(Collection entries)

========

PR #564, opened 2023-12-08
Unlock utxos when peer is unavailable for splice

pm47:
If the peer is offline when the swap-in job requests a splice-in, the request will be ignored, but we weren't unlocking UTXOs, preventing any further attempt.

Also add an optimistic synchronization in the swap-in job, which as a side effect will cause us to retry swaps everytime the peer gets reconnected (vs at every new block or liquidity policy update previously).

cc @dpad85 @robbiehanson

### DIFF
--- a/src/commonMain/kotlin/fr/acinq/lightning/io/Peer.kt
+++ b/src/commonMain/kotlin/fr/acinq/lightning/io/Peer.kt
@@ -453,7 +453,6 @@ class Peer(
                 .combine(currentTipFlow.filterNotNull()) { walletState, currentTip -> Pair(walletState, currentTip.first) }
                 .combine(swapInFeeratesFlow.filterNotNull()) { (walletState, currentTip), feerate -> Triple(walletState, currentTip, feerate) }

========

ACTIVITY: Reproduce the data in full, exactly as presented.

WRITTEN SOLUTION:
PR #564, opened 2023-12-08
Unlock utxos when peer is unavailable for splice

pm47:
If the peer is offline when the swap-in job requests a splice-in, the request will be ignored, but we weren't unlocking UTXOs, preventing any further attempt.

Also add an optimistic synchronization in the swap-in job, which as a side effect will cause us to retry swaps everytime the peer gets reconnected (vs at every new block or liquidity policy update previously).

cc @dpad85 @robbiehanson

### DIFF
--- a/src/commonMain/kotlin/fr/acinq/lightning/io/Peer.kt
+++ b/src/commonMain/kotlin/fr/acinq/lightning/io/Peer.kt
@@ -453,7 +453,6 @@ class Peer(
                 .combine(currentTipFlow.filterNotNull()) { walletState, currentTip -> Pair(walletState, currentTip.first) }
                 .combine(swapInFeeratesFlow.filterNotNull()) { (walletState, currentTip), feerate -> Triple(walletState, currentTip, feerate) }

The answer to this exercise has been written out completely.